** RECORDS FOR THIS EXERCISE **

Issue #98, opened 2015-06-23
Add Z Touch Off


vonnieda:
This is several new features that should probably be broken out into their own issues.

1. The ability to detect a Z probe strike and create an event.
2. UI to show when a Z probe is triggered.
3. Automatic Z probe touch off.

vonnieda:
Initial thoughts regarding this feature:

	
	/**
	 * TODO: Add a way to z-probe. Ideally this would be automatic but we
	 * probably also want to be able to give UI feedback. So, perhaps we
	 * add:
	 * boolean isTouched()
	 * 
	 * something to the machine listener to fire an event when touch happens
	 * On that note, we should get rid of MachineListener and add events
	 * directly to the primary objects. Or we could add more discrete events
	 * to MachineListener such as nozzleTouched(Nozzle) and such.
	 * 
	 * void touchOff() which will run a zprobe and return when it's finished. It
	 * should adjust the nozzle's location to account for any required offset.
	 * In other words, if the zprobe requires compressing a spring, that
	 * compression offset should be subtracted from the location before it
	 * returns so that the final location is where the nozzle is just touching
	 * the probed location. This may require per-nozzletip configuration, so
	 * need to think about that too.
	 */

vonnieda:
New thinking on this is to make a new type of HeadMountable called Probe or Zprobe that would have it's own API, a la Nozzle, Camera or Actuator. This would allow the probe to be selected, deployed, etc. Likely any move against the probe would deploy it first.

** TASK STATEMENT **
Every line that contains "offset" should be copied out of the data.

** RESPONSE TO THIS TASK **
	 * should adjust the nozzle's location to account for any required offset.
	 * compression offset should be subtracted from the location before it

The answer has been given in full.